Correspondence from Aleister Crowley to Rudolph F. Holm
59 Great Ormond Street. W.C.1.
8 July 36
Care Frater
The Book of the Law is not in any way my work, as you are duly informed in the prospectus [for The Equinox of the Gods]. This should be evident to any instructed person on critical examination. It is not inspired. It was dictated, and the only duty of a scribe is to take down accurately what is said. In this particular case, the scribe disagreed heartily with a very great deal of the material. This frequently happens in business offices. But I should not recommend you to listen to the financial opinion of a girl who is transcribing letters of J.P. Morgan at eighteen dollars a week.
You talk about "pure doctrine", but it is not very useful to employ such an expression, unless you state previously to which of the seventy-seven different kinds of Baptist you belong. For only one kind has a pure doctrine, all the others will go straight to hell. You will say, perhaps, that you are not a Baptist but a Toshophist. Do you think that a Mahatma was going to ask H.P.B.'s [Helena Petrovna Blavatsky] opinions, or to monkey with Their messages? Surely the whole theory is that a Mahatma is completely above all ordinary human considerations. You seem to expect them to be images of yourself in rose-coloured glasses. Such a Mahatma is in the nature of a wish-phantasm, and the proof that he is a Mahatma at all is just exactly this: that he outrages your deepest convictions in every single way. For otherwise what is the good of his being a Mahatma.

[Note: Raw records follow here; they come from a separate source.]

PR #2606, opened 2026-07-23
fix(profile): read-merge-write kind:0 so republish stops deleting unmodeled fields

### LINKED ISSUE #2534: kind:0 profile republish drops every field outside a 5-key allowlist — silently deletes bot: true, nip05 and website
Publishing a kind:0 through Buzz replaces the whole event from a 5-key allowlist, so **every field outside that allowlist is deleted** — including `bot`, `nip05`, `website`, `banner` and `lud16`. kind:0 is replaceable, so a partial build is not a partial update; it is a deletion.

The field most likely to disappear is `bot: true`, the NIP-24 flag that discloses an account is automated. It vanishes with no error and no warning, and nothing in the UI or CLI output indicates anything was lost.

## Why this one matters more than a normal field-drop

- **It silently un-discloses a bot.** An agent account that has quietly lost `bot: true` looks like a human account to every client that renders that flag. That is a correctness problem for anyone downstream who filters, labels, or rate-limits automated accounts, and it happens without the operator doing anything wrong.
- **`nip05` loss breaks verification, and the failure mode is worse than absence.** Several clients render an unverifiable or missing NIP-05 as a warning badge rather than as blank.
- **It is silent, so it is not self-correcting.** The operator's next look at the profile shows a name, a picture and a bio — everything they normally check. Nothing signals the loss, so it persists until someone diffs the raw event.
- **The most likely trigger is a no-op.** Setting a field to the value it already had is enough (repro below). So is a rename, an avatar change, or an app restart on the Desktop path.
- **Externally-published profiles are the ones at risk.** Any identity whose complete kind:0 was published by something other than Buzz — a fleet script, `nak`, a custom publisher — has fields Buzz does not model, and Buzz will strip them the first time it touches that profile.

## Repro (CLI, ~10 seconds)

Publish a complete kind:0 for an identity — including `bot: true` — by any means other than Buzz. Then set one field to the value it already has:

```
$ buzz users set-profile --nip05 dennis@nave.pub
```

Read the profile back:

```
  name       *** GONE ***
  website    *** GONE ***
  bot        *** GONE ***
```

`display_name`, `about`, `picture` and `nip05` survive — the allowlist exactly. No error, no warning, exit 0.

## Root cause

`build_profile` constructs the kind:0 content from exactly five optional keys and nothing else:

- `crates/buzz-sdk/src/builders.rs:537`
- `desktop/src-tauri/src/events.rs:466` (duplicated)

```rust
pub fn build_profile(
    display_name: Option<&str>,
    name: Option<&str>,
    picture: Option<&str>,
    about: Option<&str>,
    nip05: Option<&str>,
) -> Result<EventBuilder, SdkError> {
```

There is no passthrough for keys the builder does not know about, and because kind:0 is replaceable, whatever is not built is destroyed.

The relay is not the constraint — it accepts a 7-field kind:0 (`bot`, `website` included) without complaint. This is entirely client-side.

### Three call paths, worst last

**1 · CLI — `cmd_set_profile` (`crates/buzz-cli/src/commands/users.rs:150`).** Read-merge-write, but only over the five keys. Two extra wrinkles:

- `name` is hardcoded to `None` at `users.rs:201` (*"`name` field (username) — not exposed by CLI"*), so `name` is dropped on **every** CLI write, even though `build_profile` accepts it.
- The `merged_name` fallback chain is `display_name` → `current.display_name` → `current.name`, and the result is passed as the *display_name* argument. An identity with a `name` but no `display_name` therefore has its short handle silently promoted into `display_name`.

**2 · Desktop profile command (`desktop/src-tauri/src/commands/profile.rs:76`).** Passes all five, so it is the allowlist and nothing worse.

**3 · Desktop managed-agent sync — the automatic one.** `build_profile_event` (`desktop/src-tauri/src/relay.rs:377`) calls:

```rust
crate::events::build_profile(Some(display_name), None, avatar_url, None, None)?
```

Naturally you have not studied the Book, and you make statements about it which are simply incorrect. Where does it say that the letter is more important than the spirit? As far as I know the only point of keeping the Manuscript inviolate is that by this means certain proofs of Mahatmaship could be given: "For in it is the word secret, and not only in the English".
It is you that, by ignoring this verse, are attaching importance to the letter, instead of looking for the secret word.
Besides this I feel in your letter a certain atmosphere as of the slave-gods, and their doctrine of emasculation. These cries are not cries in the desert, they are cries of the suburbs.
I do urge you most earnestly to study the Book. You are bound to acknowledge its power. Do not try to match your local prejudices against it. Let it sink in. It is the same error as upsets Bible students who criticise the Bible from their own standpoint, while taking as infallible the book which contains the words: "My ways are not as your ways".